MICHELE NORRIS, host:
And I'm Michele Norris.
Now to a law enforcement operation that's creating a scandal in Washington. It's called Fast and Furious, and it was an effort to crack down on gun trafficking. But the U.S. lost track of its own guns, which then got into the hands of Mexican drug cartels. Now, the Justice Department and Republicans in Congress are trading accusations over who approved the operation.
As NPR's Carrie Johnson reports, what's getting lost in all the politics is the effort to take down drug and gun traffickers.
CARRIE JOHNSON: The Washington scandal machine ratcheted into high gear this week, even Jon Stewart of "The Daily Show" got into the act, raising questions about a law enforcement operation gone bad.
(Soundbite of "The Daily Show")
Mr.

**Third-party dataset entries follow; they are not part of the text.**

PR #1181, opened 2026-08-10
fix: cap push notification configs per task

ez-lbz:


src/a2a/server/tasks/inmemory_push_notification_config_store.py
```diff
@@ -7,11 +7,20 @@
...
 
+MAX_PUSH_NOTIFICATION_CONFIGS_PER_TASK = 50
+"""Maximum number of push notification configs a single task may have.
+
+Prevents a client from registering an unbounded number of webhooks for
+one task (DoS / resource exhaustion).
+"""
+
+
 class InMemoryPushNotificationConfigStore(PushNotificationConfigStore):
```
mykytanetipa, line 24: The push notification cap is only present in InMemoryPushNotificationConfigStore

DatabasePushNotificationConfigStore and any custom PushNotificationConfigStore subclasses have no cap. I think that limit should belong at the handler layer, not in one store implementation.

src/a2a/server/tasks/inmemory_push_notification_config_store.py
```diff
@@ -7,11 +7,20 @@
     PushNotificationConfigStore,
 )
 from a2a.types.a2a_pb2 import TaskPushNotificationConfig
+from a2a.utils.errors import InvalidParamsError
 
 
 logger = logging.getLogger(__name__)
 
 
+MAX_PUSH_NOTIFICATION_CONFIGS_PER_TASK = 50
```
mykytanetipa, line 16: I'd avoid setting MAX_PUSH_NOTIFICATION_CONFIGS_PER_TASK just as a global constant. If this change lands it should be configurable, opt-in, with None default and set by some server config

mykytanetipa (commented):
The push notifications configs per task cap is a reasonable idea, but it's a public-facing behavioral change, so it should be reviewed and accepted by the A2A spec maintainers first. Please open a spec proposal PR at https://github.com/a2aproject/A2A before implementing it in the SDK.

mykytanetipa (changes requested):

JON STEWART (Host, "The Daily Show"): So our plan to prevent American guns from being used in Mexican gang violence is to provide Mexican gangs American guns...
(Soundbite of laughter)
Mr. STEWART: ...to use, according to our plan, for violence.
(Soundbite of laughter)
JOHNSON: The operation, called Fast and Furious, was a response to criticism from Justice Department watchdogs. They said the Bureau of Alcohol, Tobacco and Firearms had been aiming too low in its investigations of gun trafficking along the southwest border.
Federal agents were busting lots of people, straw buyers, for purchasing guns in the U.S. under false pretenses. But investigators stopped well short of bigger targets.
Mr. PAUL PELLETIER (Former Prosecutor): In all these cases, when you're talking about straw buyers, you're talking about people who are very fungible.
JOHNSON: Paul Pelletier was a prosecutor for 27 years, and he says the old way of doing business wasn't working.
Mr. PELLETIER: You can arrest and charge and convict a hundred straw buyers and you're not going to have an impact on the organization. You're not going to help public safety.
JOHNSON: That's where Fast and Furious comes in. The big law enforcement operation was supposed to watch the flow of guns from small fish in the U.S. to big fish in Mexico, using bold strategies such as wiretaps and real-time video surveillance of gun shops in Arizona.
Then late last year, two weapons traced to a man under investigation for straw purchases were found where a U.S. border agent died in a gunfight, and things went south from there.
Republicans in Congress pounced on the issue of who knew what, when. Here's California lawmaker Darrell Issa, focused on ATF leader Ken Melson.
Representative DARRELL ISSA (R-CA, Chairman, Oversight and Government Reform Committee): Acting Director Melson was able to sit at his desk in Washington, and himself watch a live feed of straw buyers entering the gun stores and purchasing dozens of AK-47 variants.
JOHNSON: Melson, a career prosecutor has been facing calls to resign, but so far he's not budging.
And former ATF agent Mike Bouchard says that sounds right to him for now.
Mr. MIKE BOUCHARD: It's troubling that people are making decisions about investigative tactics when all the facts aren't out there. If people don't agree with how it was handled after all the facts are on the table, that's one thing. But they're only hearing one side of the story.
JOHNSON: Congress wants more documents and it wants to hear from ATF and Justice Department officials. But officials say their hands are tied because the gun trafficking investigation is still going on. They expect indictments of more senior figures in the U.S. and Mexico within the next couple of months. That could come too late in a Washington scandal machine already well under way.
Issa and other lawmakers headed to Mexico today for meetings on Fast and Furious. They're planning more hearings this summer.
Carrie Johnson, NPR News, Washington.